*** INFORMATION SUPPLIED Section Begins ***
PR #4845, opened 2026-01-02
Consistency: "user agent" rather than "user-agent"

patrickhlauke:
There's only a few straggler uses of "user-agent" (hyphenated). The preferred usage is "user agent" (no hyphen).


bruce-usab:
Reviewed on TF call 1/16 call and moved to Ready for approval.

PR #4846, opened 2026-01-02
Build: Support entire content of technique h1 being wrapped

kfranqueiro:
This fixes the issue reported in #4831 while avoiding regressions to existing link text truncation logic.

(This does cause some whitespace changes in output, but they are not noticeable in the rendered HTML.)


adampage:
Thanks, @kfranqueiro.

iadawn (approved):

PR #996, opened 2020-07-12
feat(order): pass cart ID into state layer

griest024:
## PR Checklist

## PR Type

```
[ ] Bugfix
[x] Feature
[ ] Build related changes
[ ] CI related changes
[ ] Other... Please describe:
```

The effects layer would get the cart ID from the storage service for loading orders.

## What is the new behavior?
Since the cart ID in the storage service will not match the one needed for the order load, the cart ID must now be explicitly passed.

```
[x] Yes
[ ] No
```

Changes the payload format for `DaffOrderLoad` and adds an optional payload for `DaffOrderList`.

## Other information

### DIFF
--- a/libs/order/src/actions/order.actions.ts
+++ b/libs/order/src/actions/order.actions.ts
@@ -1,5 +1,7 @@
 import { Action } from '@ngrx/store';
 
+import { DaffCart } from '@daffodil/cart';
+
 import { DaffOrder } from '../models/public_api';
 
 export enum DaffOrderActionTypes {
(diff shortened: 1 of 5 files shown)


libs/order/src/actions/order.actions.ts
*** INFORMATION SUPPLIED Section Ends ***
▶ REQUIRED ACTION
Exactly as they are written, print the entries again.

▶ TASK OUTPUT
PR #4845, opened 2026-01-02
Consistency: "user agent" rather than "user-agent"

patrickhlauke:
There's only a few straggler uses of "user-agent" (hyphenated). The preferred usage is "user agent" (no hyphen).


bruce-usab:
Reviewed on TF call 1/16 call and moved to Ready for approval.

PR #4846, opened 2026-01-02
Build: Support entire content of technique h1 being wrapped

kfranqueiro:
This fixes the issue reported in #4831 while avoiding regressions to existing link text truncation logic.

(This does cause some whitespace changes in output, but they are not noticeable in the rendered HTML.)


adampage:
Thanks, @kfranqueiro.

iadawn (approved):

PR #996, opened 2020-07-12
feat(order): pass cart ID into state layer

griest024:
## PR Checklist

## PR Type

```
[ ] Bugfix
[x] Feature
[ ] Build related changes
[ ] CI related changes
[ ] Other... Please describe:
```

The effects layer would get the cart ID from the storage service for loading orders.

## What is the new behavior?
Since the cart ID in the storage service will not match the one needed for the order load, the cart ID must now be explicitly passed.

```
[x] Yes
[ ] No
```

Changes the payload format for `DaffOrderLoad` and adds an optional payload for `DaffOrderList`.

## Other information

### DIFF
--- a/libs/order/src/actions/order.actions.ts
+++ b/libs/order/src/actions/order.actions.ts
@@ -1,5 +1,7 @@
 import { Action } from '@ngrx/store';
 
+import { DaffCart } from '@daffodil/cart';
+
 import { DaffOrder } from '../models/public_api';
 
 export enum DaffOrderActionTypes {
(diff shortened: 1 of 5 files shown)


libs/order/src/actions/order.actions.ts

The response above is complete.